Here are a few that come to mind off the top of my head.
Stage rigging Hand Book by Jay O. Glerum
Theatrical Design and Production J. Michael Gillette
Structural Design for The Stage Alys E. Holden/ Bronislaw J. Sammler
Scene Design and Stage Lighting W. Oren Parker/R. Craig Wolf/ Dick Block
Create Your Own Stage Sets Terry Thomas
The Stage Craft Hand Book Daniel A. Ionazzi
Stock Scenery Construction A Handbook Bill Raoul
Theatre Back Stage from A to Z Warren C. Lounsbury/ Norman C. Boulanger


----------



## bdauterive (Sep 19, 2011)

Also USITT's TD&T magizine is an amazing resource. Shoot me an email on here and I will send your some things I have created for a course in stage craft this last year.


----------



## gafftaper (Sep 19, 2011)

bdauterive said:


> Here are a few that come to mind off the top of my head.
> Stage rigging Hand Book by Jay O. Glerum
> Theatrical Design and Production J. Michael Gillette
> Structural Design for The Stage Alys E. Holden/ Bronislaw J. Sammler
> ...


 
All good reference books for you but most are way above the head of your typical high school student and their interest level. I suggest you pick up a copy of Technical Theater for Non-Technical People (Drew Campbell) and Cue Tips (Elizabeth Ward). Also subscribe to Stage Directions and use it to teach from.


----------



## rochem (Sep 19, 2011)

For a good all-around text, I'd recommend Theatrical Design & Production, by Gillette. It does a good job at introducing lots of basic topics, while going a little more in depth if some of your students want to go further. It comes in hardcover, so you could buy it and use it for many years. It also comes with lots of simple diagrams and color pictures to make it easier on those less interested in the material.


----------



## DHSLXOP (Sep 22, 2011)

I would also recommend the "Illustrated Theatre Production Guide" by John Holloway.

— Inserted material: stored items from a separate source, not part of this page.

PR #163, opened 2020-06-10
Add Message implementation for a generic message type

kalamay:
This adds a new `Event` generic message type that implements the `Message` interface for a `map[string]interface{}`. This validates the `"type"` key with a required value of `"alias"`, `"group"`, `"identify"`, `"page"`, `"screen"`, or `"track"`, and it follows the event type specific validation rules. While all messages created by `analytics-go` are supported by the Tracking API, there are some messages that the Tracking API supports that this library does not. It is still preferable to use the more restrictive type definitions where possible, but there are some cases where we need the flexibility to send messages that do not fit this stricter definition. The purpose of this addition is to allow sending these messages while still keeping the validation rules shared within this project.

We need to use this for two of our internal services. I've also proposed PR #169 which removes the `internal()` requirement of the `Message` interface. One of these approaches is needed for `webhook-functions-consumer` and `platform-api`.

### DIFF
--- a/generic_message.go
+++ b/generic_message.go
@@ -2,7 +2,7 @@ package analytics
 
 var _ Message = GenericMessage(nil)
 
-// This type represents any event type sent in a track call as described in
+// This type represents any event type sent to the Tracking API as described in
 // https://segment.com/docs/libraries/http/
 type GenericMessage map[string]interface{}
 
--- a/generic_message.go
+++ b/generic_message.go
@@ -10,41 +10,52 @@ func (msg GenericMessage) internal() {
 	panic(unimplementedError)
 }
 
+func (msg GenericMessage) string(field string) string {
+	val, _ := msg[field].(string)
+	return val
+}
+
 func (msg GenericMessage) Validate() error {
 	if typ, ok := msg["type"].(string); ok {
 		switch typ {
 		case "alias":
-			m := Alias{Type: "alias"}
-			m.UserId, _ = msg["userId"].(string)
-			m.PreviousId, _ = msg["previousId"].(string)
-			return m.Validate()
+			return Alias{
+				Type:       "alias",
+				UserId:     msg.string("userId"),
+				PreviousId: msg.string("previousId"),
+			}.Validate()
 		case "group":
-			m := Group{Type: "group"}
-			m.UserId, _ = msg["userId"].(string)
-			m.AnonymousId, _ = msg["anonymousId"].(string)
-			m.GroupId, _ = msg["groupId"].(string)
-			return m.Validate()
+			return Group{
+				Type:        "group",
+				UserId:      msg.string("userId"),
+				AnonymousId: msg.string("anonymousId"),
+				GroupId:     msg.string("groupId"),
+			}.Validate()
 		case "identify":
-			m := Identify{Type: "identify"}
-			m.UserId, _ = msg["userId"].(string)
-			m.AnonymousId, _ = msg["anonymousId"].(string)
-			return m.Validate()
+			return Identify{
+				Type:        "identify",
+				UserId:      msg.string("userId"),
+				AnonymousId: msg.string("anonymousId"),
+			}.Validate()
 		case "page":
-			m := Page{Type: "page"}
-			m.UserId, _ = msg["userId"].(string)
-			m.AnonymousId, _ = msg["anonymousId"].(string)
-			return m.Validate()
+			return Page{
+				Type:        "page",
+				UserId:      msg.string("userId"),
+				AnonymousId: msg.string("anonymousId"),
+			}.Validate()
 		case "screen":
-			m := Screen{Type: "screen"}
-			m.UserId, _ = msg["userId"].(string)
-			m.AnonymousId, _ = msg["anonymousId"].(string)
-			return m.Validate()
+			return Screen{
+				Type:        "screen",
+				UserId:      msg.string("userId"),
+				AnonymousId: msg.string("anonymousId"),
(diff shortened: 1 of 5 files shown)


generic_message.go
```diff
@@ -0,0 +1,55 @@
+package analytics
+
+var _ Message = GenericMessage(nil)
+
+// This type represents any event type sent in a track call as described in
+// https://segment.com/docs/libraries/http/
+type GenericMessage map[string]interface{}
```
achille-roussel: I wonder if a name like `Map` would have more leverage: it would communicate that it's a `map`, is shorter, and more descriptive than "Generic" (which is also an overloaded term in programming languages).

generic_message.go
```diff
@@ -0,0 +1,55 @@
...
+		case "screen":
+			m := Screen{Type: "screen"}
+			m.UserId, _ = msg["userId"].(string)
+			m.AnonymousId, _ = msg["anonymousId"].(string)
+			return m.Validate()
+		case "track":
+			m := Track{Type: "track"}
+			m.UserId, _ = msg["userId"].(string)
+			m.AnonymousId, _ = msg["anonymousId"].(string)
+			m.Event, _ = msg["event"].(string)
```
achille-roussel: I wonder if all these type asserts make it worth it to have a method on the type of `msg` to lookup strings to improve readability, for example:
```go
m.Event = msg.string("event")
```
Then we could also write:
```go
m := Track{
    Type:  "track",
    Event: msg.string("event"),
    ...
}
```

generic_message.go
```diff
@@ -0,0 +1,55 @@
+package analytics
+
+var _ Message = GenericMessage(nil)
+
+// This type represents any event type sent in a track call as described in
```
achille-roussel: This comment seems inaccurate, it seems that the values may be more than track calls only.

generic_message.go
```diff
@@ -0,0 +1,55 @@
...
+// https://segment.com/docs/libraries/http/
+type GenericMessage map[string]interface{}
+
+func (msg GenericMessage) internal() {
+	panic(unimplementedError)
+}
```
achille-roussel: This internal method being part of the interface definition of `Message` is the reason you couldn't declare this type in your own program I believe.

Maybe it's an indicator that we should get rid of it and let users extend the package with their own types wherever they need?

generic_message.go
kalamay: Yeah, I think that would clean it up a bit.

generic_message.go
kalamay: Ah, the intention there was to express any event sent through the Tracking API, but I completely fumbled that description!

generic_message.go
kalamay: Yep, that is the reason, and removing `internal()` is what I was going to propose initially. Maybe that was the right direction? The rationale for _not_ going that way though is that we'd get at least some minimal "standardized" validation logic provided by the library rather than distributing that around to each time a flexible event type is needed. Though it seems this is the first time?

generic_message.go
kalamay: Ah fair point, I'm surely in agreement to remove the "Generic" part of the name, but I'd lean towards something descriptive. Maybe `MapMessage`? I'll keep thinking on the name though.

generic_message.go
achille-roussel: Maybe we can solve this too, via an exported validation function, or some other mechanism (e.g. if a custom type claims it's a track, verify that it contains the required fields).

Since `Message` has never been implemented by external types (due to `internal()`), we can still change the interface without breaking programs to gain the features we want.

generic_message.go
achille-roussel: Looking at prior art, the `mgo` package for example just uses `type M map[string]interface{}`. `logrus` uses `type Fields map[string]interface{}`.

Generally, Go names shy away from binding to an interface they're intended to implement. Keeping short and descriptive is often a successful approach.

kalamay: I am aware of Go's conventions here, but we're not trying to say that it is a map in the general sense. It is a message that uses a `map` to carry its payload. Calling it a `Map` is short, but not descriptive in my opinion. In the case of logging, you send it fields to log, so calling it `Fields` describes the purpose of the map, not so much that it _is_ a map. The difference is in the semantics of _what it is_ vs. _what is its purpose_, and I tend to find conveying purpose to be more important.

I do agree that `GenericMessage` doesn't quite name this well, but it seems we don't have a good generic-use term. I had started by just calling it `Event`, but in the docs, that term is more associated with `track` events specifically.

generic_message.go
kalamay: It's right that we can safely do this now, but it would mean opening up the `Message` interface from here on out (for this version at least), and this seems a bit more of a considered change. Is there some further need that sways one way or the other? I find it hard to advocate for a particular direction given a sample size of 1. 😃 

The way I'm breaking this down in my mind is that we have two fundamental needs:

1. A way to send messages that aren't defined by the existing types.
2. Some way to validate that a less restrictive message meets some minimal structural requirements.

We could open up the `Message` interface, which takes care of the first point. But it doesn't enforce the second point. We could provide a hypothetical `Validate(map[string]interface{})` function to do this, but there wouldn't be any way to ensure that the message had been validated by it. If we think that is reasonable, it would fulfill our needs. I just have some initial reservations about the opening the interface.

achille-roussel: It does seem to go beyond the intent of the PR, so probably better to postpone and keep this discussion as content for the time we choose to tackle this.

This book has a ton of pictures that follow along everything he is talking about. I used it last year in a scenic construction class I took, and it gave me the knowledge I needed as a design/tech major, but also made sense to the actors who had never touched a tool in their life. It also has a number of chapters about lighting and sound that are good for those departments too.


----------



## tabithakeeling13 (Sep 22, 2011)

rochem said:


> For a good all-around text, I'd recommend Theatrical Design & Production, by Gillette. It does a good job at introducing lots of basic topics, while going a little more in depth if some of your students want to go further. It comes in hardcover, so you could buy it and use it for many years. It also comes with lots of simple diagrams and color pictures to make it easier on those less interested in the material.


 
I agree. Theatrical Design and Production by Gillette is a fantastic text book. We used this in my college tech 101 class, and i still use it as a reference today. For myself as well as students.


----------



## Lotos (Sep 24, 2011)

tabithakeeling13 said:


> I agree. Theatrical Design and Production by Gillette is a fantastic text book. We used this in my college tech 101 class, and i still use it as a reference today. For myself as well as students.


 
+1 to this...
(Words added for post length)


----------



## josh88 (Sep 24, 2011)

I'm teaching some of my high school tech class out of the Gillette book. It really does give a nice rounded look at everything while being simple enough to understand.


----------



## Joshualangman (Sep 24, 2011)

"Technical Theatre for Nontechnical People" is a fantastic introduction. And on top of that, it's funny.


----------



## gafftapegreenia (Sep 24, 2011)

DHSLXOP said:


> I would also recommend the "Illustrated Theatre Production Guide" by John Holloway. This book has a ton of pictures that follow along everything he is talking about. I used it last year in a scenic construction class I took, and it gave me the knowledge I needed as a design/tech major, but also made sense to the actors who had never touched a tool in their life. It also has a number of chapters about lighting and sound that are good for those departments too.


 

+1 on this, especially the second edition. I think it's one of the more practical introductory books currently in publication.


----------



## Thelightinggal (Sep 25, 2011)

A Practical Guide to Stage Lighting by Steven Shelley is a GREAT book too. I got it my first year of doing design and still reference it. Very helpful!


----------



## Blacksheep0317 (Sep 26, 2011)

Thanks to all of you that replied. I got some useful books out of this one, both for me and my students.


----------